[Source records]
+===+
PR #2122, opened 2018-12-05
Add support for Pod based SwiftLint

gfontenot:
It's common to add SwiftLint as a CocoaPod dependency, instead of as a global
binary. In this case we should use that version of SwiftLint before looking
for any others. Note that I'm also adding support for SwiftLint in ReactNative
projects here as well, where the Pods directory would be nested inside an ios
directory.

### DIFF
--- a/ale_linters/swift/swiftlint.vim
+++ b/ale_linters/swift/swiftlint.vim
@@ -5,19 +5,19 @@ call ale#Set('swift_swiftlint_executable', 'swiftlint')
 call ale#Set('swift_swiftlint_use_global', get(g:, 'ale_use_global_executables', 0))
 
 function! ale_linters#swift#swiftlint#GetExecutable(buffer) abort
-  return ale#node#FindExecutable(a:buffer, 'swift_swiftlint', [
-  \   'Pods/SwiftLint/swiftlint',
-  \   'ios/Pods/SwiftLint/swiftlint',
-  \   'swiftlint',
-  \])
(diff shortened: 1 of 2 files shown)


ale_linters/swift/swiftlint.vim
+===+
▶ **Exercise description**
Could you please repeat the data exactly as given?

▶ **Answer box**
PR #2122, opened 2018-12-05
Add support for Pod based SwiftLint

gfontenot:
It's common to add SwiftLint as a CocoaPod dependency, instead of as a global
binary. In this case we should use that version of SwiftLint before looking
for any others. Note that I'm also adding support for SwiftLint in ReactNative
projects here as well, where the Pods directory would be nested inside an ios
directory.

### DIFF
--- a/ale_linters/swift/swiftlint.vim
+++ b/ale_linters/swift/swiftlint.vim
@@ -5,19 +5,19 @@ call ale#Set('swift_swiftlint_executable', 'swiftlint')
 call ale#Set('swift_swiftlint_use_global', get(g:, 'ale_use_global_executables', 0))
 
 function! ale_linters#swift#swiftlint#GetExecutable(buffer) abort
-  return ale#node#FindExecutable(a:buffer, 'swift_swiftlint', [
-  \   'Pods/SwiftLint/swiftlint',
-  \   'ios/Pods/SwiftLint/swiftlint',
-  \   'swiftlint',
-  \])
(diff shortened: 1 of 2 files shown)


ale_linters/swift/swiftlint.vim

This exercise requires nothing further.